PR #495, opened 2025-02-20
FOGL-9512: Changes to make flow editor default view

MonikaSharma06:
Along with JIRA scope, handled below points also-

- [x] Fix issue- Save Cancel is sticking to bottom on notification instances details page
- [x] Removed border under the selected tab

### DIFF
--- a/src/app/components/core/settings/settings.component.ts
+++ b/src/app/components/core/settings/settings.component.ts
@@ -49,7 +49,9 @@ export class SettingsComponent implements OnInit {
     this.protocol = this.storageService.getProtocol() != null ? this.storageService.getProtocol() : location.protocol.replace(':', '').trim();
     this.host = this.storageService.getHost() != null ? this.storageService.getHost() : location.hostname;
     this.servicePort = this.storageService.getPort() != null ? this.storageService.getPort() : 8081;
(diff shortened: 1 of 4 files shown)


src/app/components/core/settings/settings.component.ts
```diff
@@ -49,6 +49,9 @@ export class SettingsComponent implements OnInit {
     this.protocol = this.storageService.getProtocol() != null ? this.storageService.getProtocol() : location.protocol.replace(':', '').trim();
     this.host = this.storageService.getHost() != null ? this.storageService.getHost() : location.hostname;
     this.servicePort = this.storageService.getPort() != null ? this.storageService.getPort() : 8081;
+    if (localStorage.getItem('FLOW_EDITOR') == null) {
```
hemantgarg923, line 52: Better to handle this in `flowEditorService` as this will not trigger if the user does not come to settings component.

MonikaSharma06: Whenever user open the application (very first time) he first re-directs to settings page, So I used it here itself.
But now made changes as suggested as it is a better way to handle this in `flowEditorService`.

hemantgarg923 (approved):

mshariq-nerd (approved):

• _Task goal_: Every record shown above should be set down again exactly.

• _Your response_:
PR #495, opened 2025-02-20
FOGL-9512: Changes to make flow editor default view

MonikaSharma06:
Along with JIRA scope, handled below points also-

- [x] Fix issue- Save Cancel is sticking to bottom on notification instances details page
- [x] Removed border under the selected tab

### DIFF
--- a/src/app/components/core/settings/settings.component.ts
+++ b/src/app/components/core/settings/settings.component.ts
@@ -49,7 +49,9 @@ export class SettingsComponent implements OnInit {
     this.protocol = this.storageService.getProtocol() != null ? this.storageService.getProtocol() : location.protocol.replace(':', '').trim();
     this.host = this.storageService.getHost() != null ? this.storageService.getHost() : location.hostname;
     this.servicePort = this.storageService.getPort() != null ? this.storageService.getPort() : 8081;
(diff shortened: 1 of 4 files shown)


src/app/components/core/settings/settings.component.ts
```diff
@@ -49,6 +49,9 @@ export class SettingsComponent implements OnInit {
     this.protocol = this.storageService.getProtocol() != null ? this.storageService.getProtocol() : location.protocol.replace(':', '').trim();
     this.host = this.storageService.getHost() != null ? this.storageService.getHost() : location.hostname;
     this.servicePort = this.storageService.getPort() != null ? this.storageService.getPort() : 8081;
+    if (localStorage.getItem('FLOW_EDITOR') == null) {
```
hemantgarg923, line 52: Better to handle this in `flowEditorService` as this will not trigger if the user does not come to settings component.

MonikaSharma06: Whenever user open the application (very first time) he first re-directs to settings page, So I used it here itself.
But now made changes as suggested as it is a better way to handle this in `flowEditorService`.

hemantgarg923 (approved):

mshariq-nerd (approved):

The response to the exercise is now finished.